Utilizing an agent-based model, we modified the PRISM, to develop an emergency staff assembly simulation (PRISM-EC). To modify the program, we laid the groundwork through a basic preparation process while applying traffic and path-finding models. We also developed a reference model. Using commercial GPS data and Korea Meteorological Administration data, we aimed to significantly improve the objectivity and reliability, which are considered the biggest weaknesses of the current agent-based model. We ran two simple example models using the developed simulation to derive distributions. The results indicated that it was possible to assemble emergency staff within a 3 h timeframe, although no dramatic results were obtained.
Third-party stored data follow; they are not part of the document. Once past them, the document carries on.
PR #6174, opened 2024-03-25
6168 pitch and speed focus fix

### LINKED ISSUE #6168: Pitch and Speed dialog stays hidden when accessed via overflow button
### Bug description

Pitch and Speed dialog stays behind main window when accessed via overflow button if it has already been opened and is in the background.

### Steps to reproduce

1. Invoke the dialog
2. Click somewhere else - the dialog is now hidden
3. Invoke the dialog using the overflow button

### Expected behavior

The dialog is brought to the fore.

### Actual behavior

The dialog stays hidden.

### Audacity Version

### Operating system

macOS

### Additional context

_No response_

saintmatthieu:
Resolves: #6168, #6170

Recommended:

### DIFF
--- a/src/tracks/playabletrack/wavetrack/ui/PitchAndSpeedDialog.cpp
+++ b/src/tracks/playabletrack/wavetrack/ui/PitchAndSpeedDialog.cpp
@@ -163,7 +163,7 @@ void PitchAndSpeedDialog::Destroy(AudacityProject& project)
 
 PitchAndSpeedDialog::PitchAndSpeedDialog(AudacityProject& project)
     : wxDialogWrapper(
-         nullptr, wxID_ANY, XO("Pitch and Speed"), wxDefaultPosition,
+         FindProjectFrame(&project), wxID_ANY, XO("Pitch and Speed"), wxDefaultPosition,
          { 480, 250 }, wxDEFAULT_DIALOG_STYLE)
     , mProject { project }
     , mProjectCloseSubscription { ProjectWindow::Get(mProject).Subscribe(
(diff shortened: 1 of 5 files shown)


saintmatthieu:
@DavidBailes this actually depends on your fix, so to reduce overhead I included it in this PR.

crsib (commented):
I don't quite understand what is goal of this PR, except for parenting.

I think what you a looking for is `wxDialog::Raise`, but probably I am wrong.

DavidBailes:
> I think what you a looking for is `wxDialog::Raise`, but probably I am wrong.

OnNextWindow() and OnPrevWindow() both use Raise(). There's also a mac/Linux only SetFocus().
If you haven't already tried using Raise() might be worth doing so to avoid the hide/show workaround.

saintmatthieu:
Yes, looks good! Coming up ...

src/tracks/playabletrack/wavetrack/ui/PitchAndSpeedDialog.cpp
```diff
@@ -269,13 +269,8 @@ PitchAndSpeedDialog& PitchAndSpeedDialog::SetFocus(
...
    if (item)
       item->SetFocus();
-#ifndef _WIN32
-   // On macOS, just calling `SetFocus` isn't enough, but on Windows, changing
-   // visibility to false and then back to true is ugly, so don't do this there.
-   // TODO: Linux ?
-   Show(false);
-#endif
-   Show(true);
+   wxDialog::Show(true);
```
crsib, line 272: But why do we still need both Hide/Show cycle and Raise? I expected that Raise would be sufficient alone

saintmatthieu: Hide/Show cycle? We are only calling `Show(true)`. If that's what you meant: maybe, but does it hurt?

crsib: Hmm, I misread the diff, sorry

crsib (approved):

PR #6176, opened 2024-03-25
6158 buzz when toggling formant preservation

### LINKED ISSUE #6158: When enabling/disabling formant preservation during playback, at the end of the clip a short buzzing sound is played
### Bug description

https://github.com/audacity/audacity/assets/70063970/e76879bb-6f97-4487-a13b-f3aaf217ed6a

### Steps to reproduce

1. Grab a clip
2. Play it
3. (optional) Set a looping region to be at the exact length of the clip
4. Bring up the Pitch and Speed dialog
5. Enter some non-zero value into Semitones
6. While the clip is playing, enable/disable "Optimize for Voice" a few times
7. Pay attention to the very end of the clip

### Expected behavior

No unwanted artifacts 

### Actual behavior

At the very end of the clip, a short but audible "buzzing" sound appears. It seems that the more times you enable/disable "Optimize for voice", the longer this sound is.

### Audacity Version

### Operating system

Windows, macOS

### Additional context

_No response_

saintmatthieu:
Resolves: #6158 

The buzz was due to the readout of an uninitialized buffer, which occurred when the stretcher has to reboot during playback. This easy fix is to zero it out instead, which makes the imperfection less audible. A proper fix would be to resynchronize the time stretcher's sample provider, but the effort is probably not worth it: allowing formant preservation toggling during playback is just a convenience for the user to hear with and without with just one click, but is by no means intended for actual music production.

Working on this ticket also uncovered a potential crash, due to a race condition between stretcher initialization on the audio thread and formant-preservation callbacks from the main thread. One could crash rather easily by selecting a very short loop of a few hundred ms, playback and toggling fast formant preservation on and off. A fix is proposed.

Recommended:

### DIFF
--- a/libraries/lib-stretching-sequence/ClipSegment.cpp
+++ b/libraries/lib-stretching-sequence/ClipSegment.cpp
@@ -65,6 +65,12 @@ ClipSegment::ClipSegment(
 {
 }
 
+ClipSegment::~ClipSegment()
+{
+   mOnSemitoneShiftChangeSubscription.Reset();
+   mOnFormantPreservationChangeSubscription.Reset();
+}
+
 size_t ClipSegment::GetFloats(float* const* buffers, size_t numSamples)
 {
    // Check if formant preservation of pitch shift needs to be updated.
--- a/libraries/lib-stretching-sequence/ClipSegment.cpp
+++ b/libraries/lib-stretching-sequence/ClipSegment.cpp
@@ -12,7 +12,6 @@
 #include "ClipInterface.h"
 #include "SampleFormat.h"
 #include "StaffPadTimeAndPitch.h"
-
 #include <cassert>
 #include <cmath>
 #include <functional>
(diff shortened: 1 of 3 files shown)


libraries/lib-stretching-sequence/ClipSegment.cpp
```diff
@@ -65,6 +65,12 @@ ClipSegment::ClipSegment(
 {
 }
 
+ClipSegment::~ClipSegment()
+{
+   mOnSemitoneShiftChangeSubscription.Reset();
```
crsib, line 70: Why?

crsib (commented):
I don't understand second commit. I doesn't seem that it should have any visible behavior change. 

Observers are not thread safe indeed.

I do approve the last commit

libraries/lib-stretching-sequence/ClipSegment.cpp
saintmatthieu: To get the publisher to know a wee bit earlier that the subscription isn't valid anymore, hopefully before this object and its members gets destroyed ... but that reveals my lack of confidence that risking
```
[this](int cents) {
            mCentShift = cents;
            mUpdateCentShift = true;
         }
```
to be called after `this` is destroyed` (and hence `mCentShift` (`bool`) and `mUpdateCentShift` (`atomic<bool>`)) is safe. I couldn't crash Audacity anymore when stress-testing this on Windows and Mac, but I don't know the theoretical justification, if it does exist. Input welcome.

crsib: That depends on the data layout, but ok

libraries/lib-stretching-sequence/ClipSegment.cpp
```diff
@@ -44,28 +43,54 @@ ClipSegment::ClipSegment(
...
 {
-   std::lock_guard<std::mutex> lock(mStretcherMutex);
+   // Check if formant preservation of pitch shift needs to be updated.
+   // This approach is not immune to a race condition, but it is unlikely and
+   // not critical, as it would only affect one playback pass, during which the
+   // user could easily correct the mistake if needed. On the other hand, we
+   // cannot trust that the observer subscriptions do not get called after
+   // destruction of this object, so better not do anything too sophisticated
+   // there.
+   if (mUpdateFormantPreservation)
```
crsib, line 83: This can be done as `if(mUpdateFormantPreservation.exchange(false)`, but I don't care much

crsib (approved):

libraries/lib-stretching-sequence/ClipSegment.cpp
saintmatthieu: Thanks, I didn't know that.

Looking ahead, we wish to introduce future topics of interest. By incorporating these results into the reference case, we believe that the program can be effectively used to verify the distribution of emergency staff assembly times in extreme situations where actual drills are difficult. Additionally, we plan to include more diverse factors affecting the emergency staff assembly times of agents to create a more realistic model. Moreover, we aim to further develop this simulation to explore ways to enhance safety in response to multi-unit nuclear power plant accidents. Finally, completing the currently incomplete reference case is the ultimate goal of this research.

Currently, the verification process for our software (PRISM-EC) has only been conducted on a single aspect. However, we aim to demonstrate that it is capable of continuous updates by incorporating real data. In future work, we plan to compare the figures presented in NUREG-CR7002 with actual data to develop an extensible software capable of producing reliable results under all conditions.